Wasnt there a thread a while ago about a 70 year old rhombeus or something? I think you are pretty safe buying a large rhombeus, but you can never really be 100% sure.
Its my opinion that the risk is worth it.


----------



## Lifer374 (Dec 5, 2003)

CorGrav420 said:


> Wasnt there a thread a while ago about a 70 year old rhombeus or something?


I was under the impression that a rhombeus only lived up to 30 years.


----------



## scent troll (Apr 4, 2005)

Tango374 said:


> Wasnt there a thread a while ago about a 70 year old rhombeus or something?


I was under the impression that a rhombeus only lived up to 30 years.
[/quote]

yes, ive never read personal accounts of it, but i have read documented evidence that rhombs live well over 25 years and sometimes up to 30 plus.


----------



## WillieWonka1 (Mar 20, 2006)

So, assuming that the life expectancy is 25 years or so and that the majority (if not all) of the larger rhoms are wild caught, how many years would it take for them to reach this size in the wild?

thanks Willie


----------



## Dezboy (Apr 2, 2006)

im sure that rhoms only live a maximum of arouind 25 years here-or-there......................


----------



## NegativeSpin (Aug 1, 2007)

CorGrav420 said:


> Wasnt there a thread a while ago about a 70 year old rhombeus or something? I think you are pretty safe buying a large rhombeus, but you can never really be 100% sure.
> Its my opinion that the risk is worth it.


I heard that S. rhombeus can live for up to 70 years by some nut I was talking to over the phone years ago who published The Piranha Gazette. Hastatus quickly came on the thread and couldn't verify that claim but we'll start to get an idea in like 10 to 15 years if some of the members with large rhombeus's still have them.


----------



## Piranha_Mcfly (Jan 11, 2007)

Tango374 said:


> Wasnt there a thread a while ago about a 70 year old rhombeus or something?
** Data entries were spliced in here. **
PR #2858, opened 2022-01-24
Improve how queries get built in SQLite plugin

edmundito:
## Change description

This change fixes an issue with the SQLite plugin where clauses don't often format strings correctly. It improves the way that SQLite queries are prepared in the plugin so that the values are formatted correctly by taking advantage of the formatter available in the SQLite module:

https://github.com/mapbox/node-sqlite3/wiki/API#databaserunsql-param--callback

It introduces a `SQLLiteQueryBuilder` that assists with putting parts of a query together. Its really simple usage allows pushing different parts of a query and parameters to eventually build a full list.

TODO:
- [x] Migrate table-import

### Development

### Impact

### Code review

### DIFF
--- a/plugins/@grouparoo/sqlite/__tests__/data/records.csv
+++ b/plugins/@grouparoo/sqlite/__tests__/data/records.csv
@@ -3,8 +3,8 @@ id,first_name,last_name,email,gender,ip_address,ios_app,android_app,vip,ltv,date
 2,Cacilie,Eate,ceate1@example.com,Female,253.146.41.201,false,true,false,94.36,2020/02/02,2020/02/02 12:13:14
 3,Gretel,Groucock,ggroucock2@example.com,Female,211.89.110.134,true,false,true,668.30,2020/02/03,2020/02/03 12:13:14
 4,Amata,Cotesford,acotesford3@example.com,Female,193.9.240.246,true,true,true,489.00,2020/02/04,2020/02/04 12:13:14
-5,Lira,Johnston,ljohnston4@example.com,Female,53.161.58.99,false,true,false,823.16,2020/02/05,2020/02/05 12:13:14
-6,Deni,Scalia,dscalia5@example.com,Female,138.131.148.74,true,false,true,273.98,2020/02/06,2020/02/06 12:13:14
+5,Lira,"""Airquotes"" Johnston",ljohnston4@example.com,Female,53.161.58.99,false,true,false,823.16,2020/02/05,2020/02/05 12:13:14
+6,Deni,O‘Hara,dscalia5@example.com,Female,138.131.148.74,true,false,true,273.98,2020/02/06,2020/02/06 12:13:14
 7,Helga,Kleis,hkleis6@example.com,Female,85.248.8.158,true,true,true,407.05,2020/02/07,2020/02/07 12:13:14
 8,Gertie,Cubitt,gcubitt7@example.com,Female,123.255.130.24,false,false,true,841.45,2020/02/08,2020/02/08 12:13:14
 9,Lurleen,Browell,lbrowell8@example.com,Female,231.159.55.43,true,false,false,623.34,2020/02/09,2020/02/09 12:13:14
--- a/plugins/@grouparoo/sqlite/__tests__/data/records.csv
+++ b/plugins/@grouparoo/sqlite/__tests__/data/records.csv
@@ -1,10 +1,10 @@
 id,first_name,last_name,email,gender,ip_address,ios_app,android_app,vip,ltv,date,stamp
-1,Erie,Jervois,ejervois0@example.com,Male,15.247.38.72,true,false,true,259.12,2020/02/01,2020/02/01 12:13:14
-2,Cacilie,Eate,ceate1@example.com,Female,253.146.41.201,false,true,false,94.36,2020/02/02,2020/02/02 12:13:14
+1,Erie,O‘Hara,eohara0@example.com,Male,15.247.38.72,true,false,true,259.12,2020/02/01,2020/02/01 12:13:14
+2,"Cacilie ""Cici""",Eate,ceate1@example.com,Female,253.146.41.201,false,true,false,94.36,2020/02/02,2020/02/02 12:13:14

I was under the impression that a rhombeus only lived up to 30 years.
[/quote]

...only 30 years. That seems pretty impressive for a fish.


----------



## notaverage (Sep 10, 2005)

The question should be started into another thread.
WHAT IS THE LIFE EXPECTANCY FOR.....Rhom, SPilo, etc etc?
Anyone know is there a website out there that gives an average?


----------



## Gigante Pirana (Apr 23, 2004)

This is a difficult question to answer! Generally speaking, we haven't had many members or individuals who have kept one particular individual or group of piranhas for more than 10 years let alone 20. When you find such a piranha-hobbyist, you might then begin to get some ideals of longevity in our tanks for various species. In the past, public aquariums and zoos would be the most likely to have kept particular individual/ group of species for prolong periods of time!


----------



## chomp chomp (Oct 28, 2003)

SERRAPYGO said:


> This is a difficult question to answer! Generally speaking, we haven't had many members or individuals who have kept one particular individual or group of piranhas for more than 10 years let alone 20. When you find such a piranha-hobbyist, you might then begin to get some ideals of longevity in our tanks for various species. In the past, public aquariums and zoos would be the most likely to have kept particular individual/ group of species for prolong periods of time!


/\ agree with the above

I have heard that P's can live for 25 years or so but usually poor water quality in their tanks lead to a premature death. Given proper care, environment and adequate space, I do not see a issue with keeping a P 15-20 years.


----------



## scent troll (Apr 4, 2005)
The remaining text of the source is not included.